PSeitz / lz4_flex

Fastest pure Rust implementation of LZ4 compression/decompression.
MIT License
461 stars 31 forks source link
compression rust

Rust Docs Crates.io

lz4_flex

lz4_flex_logo

Fastest LZ4 implementation in Rust. Originally based on redox-os' lz4 compression, but now a complete rewrite. The results in the table are from a benchmark in this project (66Kb JSON, 10MB dickens) with the block format.

AMD Ryzen 7 5900HX, rustc 1.69.0 (84c898d65 2023-04-16), Manjaro, CPU Boost Disabled, CPU Governor: Performance

66Kb JSON Compressor Compression Decompression Ratio
lz4_flex unsafe w. unchecked_decode 1615 MiB/s 5973 MiB/s 0.2284
lz4_flex unsafe 1615 MiB/s 5512 MiB/s 0.2284
lz4_flex safe 1272 MiB/s 4540 MiB/s 0.2284
lzzz (lz4 1.9.3) 1469 MiB/s 5313 MiB/s 0.2283
lz4_fear 662 MiB/s 939 MiB/s 0.2283
snap 1452 MiB/s 1649 MiB/s 0.2242
10 Mb dickens Compressor Compression Decompression Ratio
lz4_flex unsafe w. unchecked_decode 347 MiB/s 3168 MiB/s 0.6372
lz4_flex unsafe 347 MiB/s 2734 MiB/s 0.6372
lz4_flex safe 259 MiB/s 2338 MiB/s 0.6372
lzzz (lz4 1.9.3) 324 MiB/s 2759 MiB/s 0.6372
lz4_fear 201 MiB/s 370 MiB/s 0.6372
snap 286 MiB/s 679 MiB/s 0.6276

Features

Usage:

Compression and decompression uses no unsafe via the default feature flags "safe-encode" and "safe-decode". If you need more performance you can disable them (e.g. with no-default-features).

Safe:

lz4_flex = { version = "0.11" }

Performance:

lz4_flex = { version = "0.11", default-features = false }

Block Format

The block format is only valid for smaller data chunks as block is de/compressed in memory. For larger data use the frame format, which consists of multiple blocks.

use lz4_flex::block::{compress_prepend_size, decompress_size_prepended};

fn main(){
    let input: &[u8] = b"Hello people, what's up?";
    let compressed = compress_prepend_size(input);
    let uncompressed = decompress_size_prepended(&compressed).unwrap();
    assert_eq!(input, uncompressed);
}

no_std support

no_std support is currently only for the block format, since the frame format uses std::io::Write, which is not available in core.

Benchmarks

The benchmark is run with criterion, the test files are in the benches folder.

Currently 4 implementations are compared, this one, lz-fear, the c version via rust bindings and snappy. The lz4-flex version is tested with the feature flags safe-decode and safe-encode switched on and off.

Tested on AMD Ryzen 7 5900HX, rustc 1.69.0 (84c898d65 2023-04-16), Manjaro, CPU Boost Disabled, CPU 3GHZ

Results v0.11.0 02-06-2023 (safe-decode and safe-encode off)

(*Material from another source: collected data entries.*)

PR #529, opened 2023-05-11
Enable change bus frequency for spi dma

### LINKED ISSUE #518: No way to update bus clock frequency of an SpiDma instance
`Spi` has a `change_bus_frequency` function to update SCLK frequency. When using DMA, however, the `SpiDma` wrapper does not currently allow access to this function and users are stuck with the original clock speed as it's not possible to deconstruct the driver or to access the internal Spi object.

bjoernQ:
Fixes #518 

Also, I noticed the PR template wasn't showing - fixed that (hopefully)


MabezDev (approved):
LGTM!

PR #530, opened 2023-05-11
Add blinky_erased_pins example for ESP32-H2

SergioGasquez:
- Add `blinky_erased_pins` example for ESP32-H2
- Update docstrings of the example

cargo bench --no-default-features

Compress

Decompress

Results v0.11.0 02-06-2023 (safe-decode and safe-encode on)

cargo bench

Compress

Decompress

Miri

Miri can be used to find issues related to incorrect unsafe usage:

MIRIFLAGS="-Zmiri-disable-isolation -Zmiri-disable-stacked-borrows" cargo +nightly miri test --no-default-features --features frame

Fuzzer

This fuzz target generates corrupted data for the decompressor. cargo +nightly fuzz run fuzz_decomp_corrupt_block and cargo +nightly fuzz run fuzz_decomp_corrupt_frame

This fuzz target asserts that a compression and decompression roundtrip returns the original input. cargo +nightly fuzz run fuzz_roundtrip and cargo +nightly fuzz run fuzz_roundtrip_frame

This fuzz target asserts compression with cpp and decompression with lz4_flex returns the original input. cargo +nightly fuzz run fuzz_roundtrip_cpp_compress

Bindings in other languages

TODO

Migrate from v0.10 to v0.11.1

To migrate, just remove the checked-decode feature flag if you used it.